Judge Dredd is ultimately a film at war with itself, unable to find a consistent tone, unable even to decide what kind of movie it wants to be, trying at various times to be a science fiction story, a buddy cop story (with the buddies ultimately the humorless Dredd and rookie Hershey, or humorless Dredd and trying very hard at humor Herman), and, briefly, a western. It also tries, in the shallowest possible way, to be a psychological tale of a man's struggle with himself and his own morality and humanity. From the beginning the film is set up to ultimately be the story of how Judge Dredd learns to have feelings. In the beginning, his cold detachment is seen as an asset, something which allows him to mow fearlessly through bad guys and carry out executions without hesitation, his absence of emotion questioned only by Hershey, because she's "the girl" and therefore the only one for whom emotion registers. She's also the only one able to crack Dredd's gruff exterior and get him to admit that at one time he did kind of, sort of, feel something when he found himself in the position of having to Judge a friend (no points for guessing who that might be). But there's a reason why Dredd doesn't feel things, and that's that he is the result of the original Janus Project, and thus the big finale involves not just action, but Dredd grappling with how he came into the world and what being a clone means to his already thin sense of humanity. This gets resolved with all the customary exploding action that the genre calls for (from inside the Statue of Liberty, no less), but the funny thing about it is that, despite the story building to and turning on Dredd's discovery on his own nature, in the end the film simply circles everyone back to where they started. Dredd is cleared of murder and returns to being a Judge, rejecting the opportunity to become the new Chief Justice so that he can stay on the street maintaining law and order. The film might make some weak attempts at touching on big questions of the who polices the police variety, but its simple return to the status quo exposes how little the film is actually interested in being about anything at all.

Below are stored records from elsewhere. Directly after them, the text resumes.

PR #7542, opened 2024-02-16
DEVPROD-4220 clean up system failure auto restarts

ablack12:
DEVPROD-4220
### Description
I think it makes sense to retain this option long-term so we can temporarily toggle it on in case of build issues or app bugs (such as [DEVPROD-4517](https://jira.mongodb.org/browse/DEVPROD-4517)). Added this as a service flag so it's considered more of a degraded mode option, with one restart max, but I could be convinced to move this to Misc and keep it a configurable integer. 

I also did some drive by cleanup that I'll comment on in-line.

### Testing
Unit tests.


model/task_lifecycle.go
```diff
@@ -293,21 +293,17 @@ func TryResetTask(ctx context.Context, settings *evergreen.Settings, taskId, use
...
-	if evergreen.IsCommitQueueRequester(t.Requester) && evergreen.IsSystemFailedTaskStatus(t.Status) {
-		maxSystemFailedTaskRetries := settings.CommitQueue.MaxSystemFailedTaskRetries
-		if maxSystemFailedTaskRetries > 0 {
-			maxExecution = maxSystemFailedTaskRetries
-		}
-	}
-	// if we've reached the max number of executions for this task, mark it as finished and failed
-	if t.Execution >= maxExecution {
-		// restarting from the UI bypasses the restart cap
-		msg := fmt.Sprintf("task '%s' reached max execution %d: ", t.Id, maxExecution)
```
ablack12, line 305: This logging doesn't seem useful, and seems like something we log when we _do_ want to do this. Unless we intend to be alerting on this behavior, I'm inclined to remove it in favor of better logging practices.

model/task_lifecycle.go
```diff
@@ -293,21 +293,17 @@ func TryResetTask(ctx context.Context, settings *evergreen.Settings, taskId, use
...
-		if origin == evergreen.UIPackage || origin == evergreen.RESTV2Package || origin == evergreen.GithubCheckRun {
```
ablack12, line 306: I probably did this but I see no reason for GithubCheckRuns to receive an exception.

ablack12: Oh no wait I didn't, this is behavior for the new project. I assume this should also be checked for the other checks below as well @bynn ? Should I just add this to UserTriggeredOrigins?

ablack12:
evergreen help

model/task_lifecycle.go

Judge Dredd is a failure as a film, thoroughly lacking as it is in any clear goal as a story or motivation for existing, but more than that it represents an utter lack of imagination. It has no interest in expanding on, or even actually exploring, the world created by the comic and instead uses the setting as little more than window dressing so that the film ends up being nothing more than an ordinary Stallone action movie, undistinguished by anything like personality. Even in comparison to other ill-conceived science fiction action movies starring Stallone, Judge Dredd falls way short, as a film like Demolition Man can at least boast a flashy villain in Wesley Snipes and a spunky sidekick performance from Sandra Bullock, whereas this one has to make due with a bored Assante and poor Lane, trying her best to invest herself in a character whose purpose is to help Stallone's robotic protagonist get in touch with his feelings (a responsibility that brings to mind that line from Galaxy Quest: "I have one job on this lousy ship. It's stupid, but I'm gonna do it."). The only worthwhile thing to come out of the film is the iconic line, "I am the law!" delivered in Stallone's distinct, semi-unintelligible drawl.


Should It Have Been A Blockbuster?: Yeah, no, it's pretty terrible and pointless

2 comments:

Dell said...

I totally agree with this review. Judge Dredd is just a complete mess of a film and you gave all the reasons why. Great job!

Norma Desmond said...

Thanks! If nothing else, it's made me curious to see what the 2012 adaptation does with the material.